Similarly with cooperation -- if  cooperation were only competition or selfishness in disguise, it's hard to know what to make of the interaction between cellular organelles, genes, gene products, cells, tissues, organs, organisms.  Sexual animals can't even reproduce themselves alone.  We're dead without our microbiomes.  Ecosystems are built upon cooperation.

The slime mold Dictyostelium discodeum, collections of cooperating amoeba: The Mermaid's Tale

The selectionist problem
As we've been discussing recently, this relates to the selectionist assumption, that there must be a selective reason, that is, one based on raw competition, for everything organized about life.   If cooperation leads to proliferation of whatever is responsible for it, then that means something isn't proliferating and that implies competition -- or, rather, that is an instance of redefining cooperation as just another form of competition.

Since differential proliferation is a fact of life, and proliferation is necessary for a species or lineage to persist over time, one can take a cold mathematical view and say that it is perfectly legitimate to show that everything can be translated mathematically in to proliferation based on competition.  This is not really accurate, but is actually beside an important point here.

That point is that cooperative interactions at various levels from genomes to cells to organs to individuals in a species and species in ecosystems, are how life works on a daily basis.

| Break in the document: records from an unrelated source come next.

PR #4084, opened 2026-05-25
fix(text-editor): prevent content loss when pasting tables into cells

john-traas:
## Summary

- Adds a `table-paste-plugin` registered before prosemirror-tables' `tableEditing()`. It reads the pasted slice the same way prosemirror-tables does, so anything that is not a cell grid, such as text copied from inside a cell, pastes normally.
- Unless cells were selected explicitly, a pasted grid never overwrites cells. The paste replaces the selection like any other paste, then adds the grid as rows below the caret's row when the column count matches and no cell spans that row boundary. Otherwise it becomes a new table directly below the enclosing table, or lands at the caret when the selection reached out of the table.
- A paste that mixes a table with other blocks is moved intact below the enclosing table.
- `CellSelection` pastes still use prosemirror-tables' cell-grid replace, so selecting cells first remains the explicit way to overwrite them.
- Tables get simple visible borders while editing (scoped to `limel-prosemirror-adapter`; `limel-markdown` rendering is unchanged)

Closes part of [lime-19624](https://product.lime-crm.com/client/explorer/bug/19624) / [Lundalogik/crm-client#1050](https://github.com/Lundalogik/crm-client/issues/1050). The reported bug is "pasting table rows in the Conversations composer deletes other rows" — confirmed in 4 environments. The composer opts into `contentType='html'` legitimately, so the fix lives here, not in `limepkg-email`.

## Test plan

- [x] Plugin spec: `npx vitest run src/components/text-editor/prosemirror-adapter/plugins/table-paste-plugin.spec.ts --project spec` (19 tests, including the slice shape of text copied from a cell, a node selection inside a cell, and a ragged pasted table)
- [x] Real copy-and-paste round trips on a mounted view: `npx vitest run src/components/text-editor/prosemirror-adapter/editor-tables.e2e.ts --project e2e`
- [x] Full text-editor suites: 288 spec tests and 109 e2e tests pass
- [x] Verified in Chromium on the `text-editor-with-tables` docs example with the OS clipboard: text copied between cells pastes as text; four drag-selected cells paste as new rows; a two-column external table joins as a row below the caret's row; a three-column external table becomes a separate table below; a selection dragged from the paragraph below into a cell pastes without nesting a table in the cell
- [x] `CellSelection` cell-grid replace unchanged (select cells, paste a table, selected cells replaced as before)

## Summary by CodeRabbit

* **New Features**
  * Added support for pasting table rows, cells, and complete tables into the editor.
  * Compatible rows are inserted below the current table row without overwriting existing content.
  * Incompatible tables and block content are placed outside the current table.
  * Preserves surrounding content and updates the selection after handled pastes.

* **Style**
  * Improved table borders, spacing, padding, and cell alignment.

* **Tests**
  * Added comprehensive coverage for table paste scenarios and selection handling.


src/components/text-editor/prosemirror-adapter/plugins/table-paste-plugin.ts
```diff
@@ -0,0 +1,80 @@
...
+
+export const tablePastePluginKey = new PluginKey('tablePastePlugin');
+
+// Narrow gate: only intercept when the pasted slice's top-level is a
+// complete <table>. Bare <tr>/<td> slices would not fit at block level
+// (where the post-table insertion happens), so we let the default
+// prosemirror-tables flow handle them.
+const sliceStartsWithTable = (slice: Slice): boolean => {
+    return slice.content.firstChild?.type.spec.tableRole === 'table';
+};
```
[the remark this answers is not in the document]
john-traas: Reordered — `createTablePastePlugin` now sits above the private helper.

⚡ 9450b50b2f5b743f617d30c340d3ec9a76d66d1d

src/components/text-editor/prosemirror-adapter/plugins/table-paste-plugin.ts
```diff
@@ -0,0 +1,80 @@
...
+                    for (let depth = $from.depth; depth > 0; depth--) {
+                        if ($from.node(depth).type.spec.tableRole === 'table') {
+                            tableDepth = depth;
+                            break;
+                        }
+                    }
+
+                    if (tableDepth < 0) {
+                        return false;
+                    }
```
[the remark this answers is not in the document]
john-traas: The inconsistency was real, but gating on `state.selection.empty` would have fallen through to prosemirror-tables' `handlePaste`, which calls `insertCells` for any table slice pasted inside a table — reintroducing the exact grid-overwrite content loss this PR prevents, just for range selections instead of carets.

Instead, the plugin now deletes the selected range in the same transaction before inserting the pasted table after the enclosing table, so paste-replaces-selection semantics hold. Since prosemirror-tables normalizes cross-cell ranges into `CellSelection`, a non-collapsed `TextSelection` here is always confined to a single cell, which keeps the deletion simple. Added the suggested test covering a range selection inside a cell.

⚡ 9450b50b2f5b743f617d30c340d3ec9a76d66d1d

Kiarokh:
Oh i just updated the branch. That explains the force push. But that was on mistake. I thought it was another PR I was looking at. Sorry

src/components/text-editor/prosemirror-adapter/plugins/table-paste-plugin.ts
```diff
@@ -0,0 +1,63 @@
...
+    view.dispatch(tr);
+
+    return true;
+};
+
+// Narrow gate: only intercept when the pasted slice contains a
+// complete <table> at the top level. Bare <tr>/<td> slices would not
+// fit at block level (where the post-table insertion happens), so we
+// let the default prosemirror-tables flow handle them.
+const sliceContainsTable = (slice: Slice): boolean => {
```
jgroth, line 112: Rows copied inside the editor arrive as top-level `table_row` nodes, so this gate misses them and the old cell-grid replace still deletes rows.

Open a text editor example that has a table with three or more rows. Select cells that span two rows, copy, click into the first cell of the table, then paste. Rows one and two are overwritten instead of new rows being added.

src/components/text-editor/prosemirror-adapter/plugins/table-paste-plugin.ts
```diff
@@ -0,0 +1,63 @@
...
+
+    if (!(state.selection instanceof TextSelection)) {
+        return false;
+    }
+
+    if (!sliceContainsTable(slice)) {
+        return false;
+    }
+
+    if (!isInTable(state)) {
```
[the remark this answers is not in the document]
jgroth: I think this should be fixed. Open a text editor example that has a table. Put the caret in the paragraph above the table, drag down and release in the middle of a cell in the first row, then paste a table copied from Excel. The first row disappears, and the pasted table lands below the whole table instead of where the selection was.

src/components/text-editor/prosemirror-adapter/plugins/table-paste-plugin.ts
```diff
@@ -0,0 +1,63 @@
...
+
+    view.dispatch(tr);
+
+    return true;
+};
+
+// Narrow gate: only intercept when the pasted slice contains a
+// complete <table> at the top level. Bare <tr>/<td> slices would not
+// fit at block level (where the post-table insertion happens), so we
+// let the default prosemirror-tables flow handle them.
```
jgroth: I think there is too much AI word soup here that is hard to comprehend. Can we refactor this so the comments are not needed, or at least improve them a bit?

src/components/text-editor/prosemirror-adapter/plugins/table-paste-plugin.spec.ts
```diff
@@ -0,0 +1,201 @@
...
+function paste(holder: FakeViewHolder, slice: Slice): boolean {
+    return createTablePastePlugin().props.handlePaste!(
+        holder.view,
+        new Event('paste') as ClipboardEvent,
+        slice
+    ) as boolean;
+}
+
+describe('table-paste-plugin', () => {
+    describe('caret inside a cell with TextSelection', () => {
```
jgroth: I advice against using describe blocks like this that adds no value and just indents the code, making it harder to read due to shorter line lengths

src/components/text-editor/prosemirror-adapter/plugins/table-paste-plugin.ts
john-traas: Confirmed — cell-selection copies arrive as bare `table_row` nodes and fell through to the cell-grid replace. Rows now insert after the caret's row when their width matches the table; mismatched widths and tables using row/colspans fall back to a new table after the enclosing one (cell-selection copies are always rectangular, so that's always valid). Verified live with your repro: two copied rows paste as added rows, nothing overwritten.

⚡ 3f8474690c36c70b2e85f3faa64f769b3c7340cd

src/components/text-editor/prosemirror-adapter/plugins/table-paste-plugin.ts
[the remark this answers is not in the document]
john-traas: Fixed — a selection reaching from outside the table into a cell now has the paste replace it in place as a block. Returning false instead would have handed the paste back to prosemirror-tables' cell-grid replace, so the plugin handles this case itself. Verified live with the drag-from-paragraph repro.

⚡ 3f8474690c36c70b2e85f3faa64f769b3c7340cd

src/components/text-editor/prosemirror-adapter/plugins/table-paste-plugin.ts
john-traas: Rewrote the module — the prose blocks are replaced by named steps (`pasteRows`, `pasteAfterEnclosingTable`, `pasteInPlace`, `selectionStaysInsideOneTable`); the remaining comments are one-liners on non-obvious behavior only.

⚡ 3f8474690c36c70b2e85f3faa64f769b3c7340cd

src/components/text-editor/prosemirror-adapter/plugins/table-paste-plugin.spec.ts
john-traas: Flattened — one top-level describe, context folded into the test names.

⚡ 3f8474690c36c70b2e85f3faa64f769b3c7340cd

src/components/text-editor/prosemirror-adapter/plugins/table-paste-plugin.ts
```diff
@@ -0,0 +1,176 @@
...
+};
+
+const pasteRows = (view: EditorView, rows: Fragment): boolean => {
+    const { state } = view;
+    const $cell = selectionCell(state);
+    const enclosingTable = $cell.node(-1);
+
+    // Splicing rows into a table with spanning cells can break its grid.
+    const spliceIsSafe =
+        rowWidth(rows.firstChild!) === TableMap.get(enclosingTable).width &&
```
jgroth: Not sure how this is supposed to work, but this might be a regression compared to main. This breaks copying a single cell and pasting it into another cell.

Reproduced in a table with two columns. Select text in one cell, copy, put the caret in another cell, paste.

src/components/text-editor/prosemirror-adapter/plugins/table-paste-plugin.ts
```diff
@@ -0,0 +1,176 @@
...
+    if (!(state.selection instanceof TextSelection)) {
+        return false;
+    }
+
+    const pastedRows = sliceAsRows(slice);
+    if (!sliceContainsTable(slice) && !pastedRows) {
+        return false;
+    }
+
+    if (!isInTable(state)) {
```
jgroth: This gate makes the cross-boundary fix work in one direction only.

`isInTable(state)` reads `$head` alone (`prosemirror-tables` `util.ts`). My repro drags downward, so the head lands in a cell and the plugin takes over. Dragging the other way puts the head outside the table, the plugin returns false, and the default paste destroys the table just as before.

Repro: put the caret inside a cell in the second row, drag up into the paragraph before the table, then paste a table. Same result on `main` and on this branch:

`paragraph("befpasted")  TABLE{[r2c2]}  paragraph("after")` — the whole first row and one cell of the second row are gone, and the pasted table is flattened to plain text.

Dragging down out of the table is just as bad: the trailing paragraph disappears and the pasted table becomes text inside the cell.

Suggestion: this file already has `enclosingTablePos()`. Use it on both `$from` and `$to` instead of `isInTable(state)`, so a selection with either end in a table reaches `pasteInPlace`.

src/components/text-editor/prosemirror-adapter/plugins/table-paste-plugin.ts
```diff
@@ -0,0 +1,176 @@
...
+        return false;
+    }
+
+    if (!selectionStaysInsideOneTable(state)) {
+        return pasteInPlace(view, slice.content, pastedRows);
```
jgroth: Not sure how this should work either, but dragging the other way round nests the pasted table inside the cell so there seems to be different behavior depending on how you make the selection.

Create a table with a paragraph after it. Put the mouse down in that paragraph, drag **up** into a cell, then paste a table from Excel.

src/components/text-editor/prosemirror-adapter/plugins/table-paste-plugin.ts
john-traas: Fixed. The plugin now uses prosemirror-tables' own `pastedCells` check to decide what counts as a table paste, so copied cell text pastes as text again. Covered by a spec and a real copy/paste e2e.

⚡ 73a3e67fd784b92991ea54b7988fe225cf52b58c

src/components/text-editor/prosemirror-adapter/plugins/table-paste-plugin.ts
john-traas: Fixed. The separate path for selections reaching out of the table is gone. The paste replaces the selection like Backspace would, then the rows land by the same rule as a caret paste, so nothing nests inside a cell in either drag direction. Covered in spec and e2e.

⚡ 73a3e67fd784b92991ea54b7988fe225cf52b58c

src/components/text-editor/prosemirror-adapter/plugins/table-paste-plugin.ts
```diff
@@ -0,0 +1,123 @@
+import { Plugin, PluginKey, Selection, Transaction } from 'prosemirror-state';
+import { Fragment, ResolvedPos, Slice } from 'prosemirror-model';
+import { EditorView } from 'prosemirror-view';
+import {
+    __Area as CellGrid,
+    __pastedCells as pastedCells,
```
jgroth: Is it safe to import and use these? The look suspiciously private to me 😄

john-traas: Oh my, I missed that... 🙈 
I'll look to see if there's any public entry point for this functionality instead.

john-traas: Fixed. The plugin now reads the pasted slice itself on public API only (`TableMap`, `tableNodeTypes`); `fixTables` in `tableEditing()` squares off ragged rows, with a spec for that case.

⚡ 3273d28e37800ef1454b2845d4597992253b016f

jgroth (approved):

Even if one were to grant that this arose because of some version of competition, that doesn't help understand how or why the cooperative organization works today.  Yes, there may always be a Darwinian component of variation and behavior, but that won't help understand the 'emergent' nature of the cooperative interactions.

Cooperation in the sense we're talking about is so ubiquitous that it is at least as important a feature of life as the competition that occurs.  Indeed, natural selection, as Darwin clearly noted, is usually very very slow, almost undetectably so.  But cooperation is manifest all around us all the time.  It deserves more careful attention on its own terms.